PR #989, opened 2016-05-04
[REEF-1380] HeartbeatManager can trigger a NullReferenceException if …

afchung:
…Evaluator operation state is [OPERATIONAL] and runtime state is [FAILED]

This addressed the issue by
  * Checking for DONE states before sending heartbeat.
  * Only accessing _driverConnection when operation state is RECOVERY.
  * Using Lazy to instantiate _driverConnection.

JIRA:
  [REEF-1380](https://issues.apache.org/jira/browse/REEF-1380)

### DIFF
--- a/lang/cs/Org.Apache.REEF.Common/Runtime/Evaluator/HeartBeatManager.cs
+++ b/lang/cs/Org.Apache.REEF.Common/Runtime/Evaluator/HeartBeatManager.cs
@@ -61,7 +61,7 @@ namespace Org.Apache.REEF.Common.Runtime.Evaluator
 
         private int _heartbeatFailures = 0;
 
-        private Lazy<IDriverConnection> _driverConnection;
+        private readonly IInjectionFuture<IDriverConnection> _driverConnection;
 
         private readonly EvaluatorSettings _evaluatorSettings;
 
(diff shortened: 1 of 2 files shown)


afchung:
I have tested Driver Restart on an HDInsight cluster.

lang/cs/Org.Apache.REEF.Common/Runtime/Evaluator/HeartBeatManager.cs
```diff
@@ -90,6 +93,24 @@ internal sealed class HeartBeatManager : IHeartBeatManager
                 _clock = settings.RuntimeClock;
                 _heartBeatPeriodInMillSeconds = settings.HeartBeatPeriodInMs;
                 _maxHeartbeatRetries = settings.MaxHeartbeatRetries;
+                _driverConnection = new Lazy<IDriverConnection>(
```
markusweimer: This looks a lot like a nicer approach to `InjectionFuture`? Or should we use `InjectionFuture` here?

markusweimer:
LGTM with one question

lang/cs/Org.Apache.REEF.Common/Runtime/Evaluator/HeartBeatManager.cs
afchung: Sure, that works.

afchung:
@markusweimer I've addressed your comment and tested on HDInsight, please have another look. Thanks!

markusweimer:
LGTM, will test and merge

PR #990, opened 2016-05-05
[REEF-1381] Allow to add Observer for ActiveContextManager

jwang98052:
* Allow to add an observer for ActiveContextManager
* Notify the observer when all contexts are received
* Added test cases for it

JIRA: [REEF-1381](https://issues.apache.org/jira/browse/REEF-1381)
This closes

### DIFF
--- a/lang/cs/Org.Apache.REEF.IMRU.Tests/TestActiveContextManager.cs
+++ b/lang/cs/Org.Apache.REEF.IMRU.Tests/TestActiveContextManager.cs
@@ -41,7 +41,9 @@ namespace Org.Apache.REEF.IMRU.Tests
         private static ActiveContextManager InitializeActiveContextManager()
         {
             const int totalEvaluators = 5;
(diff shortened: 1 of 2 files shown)


tcNickolas:
I'll take a look

tcNickolas:
The tests verify that if `OnNext(ActiveContextManager)` is called, it has correct values, but it doesn't verify that it actually gets called. We can add a global flag which `OnNext` would update when called, and test would check that the flag is set.

tcNickolas:
I've done a pass

dkm2110:
@jwang98052  I had a look..Just one higher level comment or question: Should we subscribe IObserver{ActiveCOntextManager}

jwang98052:

tcNickolas:
LGTM. I can merge after @dkm2110 signs off

jwang98052:
@dkm2110 I have changed it in the previous commit. Please have a look.

dkm2110:
LGTM

tcNickolas:
.NET tests pass locally, so I'll merge without waiting for AppVeyor approval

----------

Problem details
Exactly and exclusively, repeat the lines from the line that contains "had a look..Just" through the end of the records, both ends included.

Written answer
@jwang98052  I had a look..Just one higher level comment or question: Should we subscribe IObserver{ActiveCOntextManager}

jwang98052:

tcNickolas:
LGTM. I can merge after @dkm2110 signs off

jwang98052:
@dkm2110 I have changed it in the previous commit. Please have a look.

dkm2110:
LGTM

tcNickolas:
.NET tests pass locally, so I'll merge without waiting for AppVeyor approval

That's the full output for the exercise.